• [Task to carry out] This task calls for copying every line of the records that includes the word "true".

• [Entries supplied]
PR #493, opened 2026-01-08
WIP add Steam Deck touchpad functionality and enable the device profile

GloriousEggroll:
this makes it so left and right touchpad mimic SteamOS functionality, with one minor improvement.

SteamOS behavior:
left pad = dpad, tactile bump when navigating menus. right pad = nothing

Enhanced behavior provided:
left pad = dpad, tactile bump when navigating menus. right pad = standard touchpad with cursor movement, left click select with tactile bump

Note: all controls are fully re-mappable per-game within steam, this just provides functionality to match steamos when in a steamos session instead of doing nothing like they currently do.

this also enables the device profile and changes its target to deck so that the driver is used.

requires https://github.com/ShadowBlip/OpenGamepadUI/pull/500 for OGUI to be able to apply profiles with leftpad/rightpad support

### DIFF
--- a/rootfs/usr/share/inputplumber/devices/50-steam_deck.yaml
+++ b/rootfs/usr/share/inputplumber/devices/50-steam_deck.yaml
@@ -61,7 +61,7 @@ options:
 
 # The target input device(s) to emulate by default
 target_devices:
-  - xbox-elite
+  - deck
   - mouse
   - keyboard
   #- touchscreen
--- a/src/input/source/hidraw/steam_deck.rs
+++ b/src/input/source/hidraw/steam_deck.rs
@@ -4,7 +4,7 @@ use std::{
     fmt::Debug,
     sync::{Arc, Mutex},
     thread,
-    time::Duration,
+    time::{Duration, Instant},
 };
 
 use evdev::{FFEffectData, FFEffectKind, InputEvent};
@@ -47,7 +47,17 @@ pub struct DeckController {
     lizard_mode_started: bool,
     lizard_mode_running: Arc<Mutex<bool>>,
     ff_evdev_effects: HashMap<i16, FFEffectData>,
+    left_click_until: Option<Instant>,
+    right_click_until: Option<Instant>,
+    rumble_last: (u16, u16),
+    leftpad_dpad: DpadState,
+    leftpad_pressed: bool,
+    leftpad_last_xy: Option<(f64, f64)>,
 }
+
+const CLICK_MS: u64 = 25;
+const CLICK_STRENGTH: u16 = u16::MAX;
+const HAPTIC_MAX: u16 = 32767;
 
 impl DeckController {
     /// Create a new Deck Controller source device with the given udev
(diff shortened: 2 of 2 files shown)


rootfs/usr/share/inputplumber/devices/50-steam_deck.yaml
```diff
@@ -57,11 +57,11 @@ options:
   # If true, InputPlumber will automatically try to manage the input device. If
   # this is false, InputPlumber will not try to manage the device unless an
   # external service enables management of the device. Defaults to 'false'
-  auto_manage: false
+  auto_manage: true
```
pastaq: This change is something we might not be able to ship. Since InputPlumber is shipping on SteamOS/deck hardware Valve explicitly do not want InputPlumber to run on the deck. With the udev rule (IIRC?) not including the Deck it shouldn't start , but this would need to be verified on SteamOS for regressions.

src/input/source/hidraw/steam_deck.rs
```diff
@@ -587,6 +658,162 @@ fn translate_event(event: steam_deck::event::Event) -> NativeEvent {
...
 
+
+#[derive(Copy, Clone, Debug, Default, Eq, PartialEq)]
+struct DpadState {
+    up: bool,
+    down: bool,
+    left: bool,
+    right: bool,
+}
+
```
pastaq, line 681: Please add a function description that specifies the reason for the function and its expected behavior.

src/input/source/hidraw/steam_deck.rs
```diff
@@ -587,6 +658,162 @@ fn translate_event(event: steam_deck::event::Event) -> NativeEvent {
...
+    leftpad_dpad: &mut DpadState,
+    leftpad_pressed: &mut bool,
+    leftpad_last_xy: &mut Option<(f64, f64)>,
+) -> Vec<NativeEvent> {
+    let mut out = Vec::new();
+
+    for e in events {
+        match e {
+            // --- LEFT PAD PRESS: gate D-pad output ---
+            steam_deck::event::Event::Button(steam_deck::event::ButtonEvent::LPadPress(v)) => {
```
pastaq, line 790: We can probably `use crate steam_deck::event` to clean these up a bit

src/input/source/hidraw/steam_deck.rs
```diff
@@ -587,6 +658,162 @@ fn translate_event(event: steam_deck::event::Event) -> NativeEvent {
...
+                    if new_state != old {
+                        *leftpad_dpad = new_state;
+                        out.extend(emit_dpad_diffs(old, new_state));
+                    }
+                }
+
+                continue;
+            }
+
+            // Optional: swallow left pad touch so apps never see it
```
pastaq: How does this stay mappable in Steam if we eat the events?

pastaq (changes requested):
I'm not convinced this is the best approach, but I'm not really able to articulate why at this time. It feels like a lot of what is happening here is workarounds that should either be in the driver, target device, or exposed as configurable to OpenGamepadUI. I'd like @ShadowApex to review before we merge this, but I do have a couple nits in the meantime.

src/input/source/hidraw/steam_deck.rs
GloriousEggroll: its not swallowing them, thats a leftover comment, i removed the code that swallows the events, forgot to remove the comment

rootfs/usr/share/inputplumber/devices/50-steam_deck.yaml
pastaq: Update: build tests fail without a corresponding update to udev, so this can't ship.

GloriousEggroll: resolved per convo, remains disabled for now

• [Answer to this exercise]
   # If true, InputPlumber will automatically try to manage the input device. If
+  auto_manage: true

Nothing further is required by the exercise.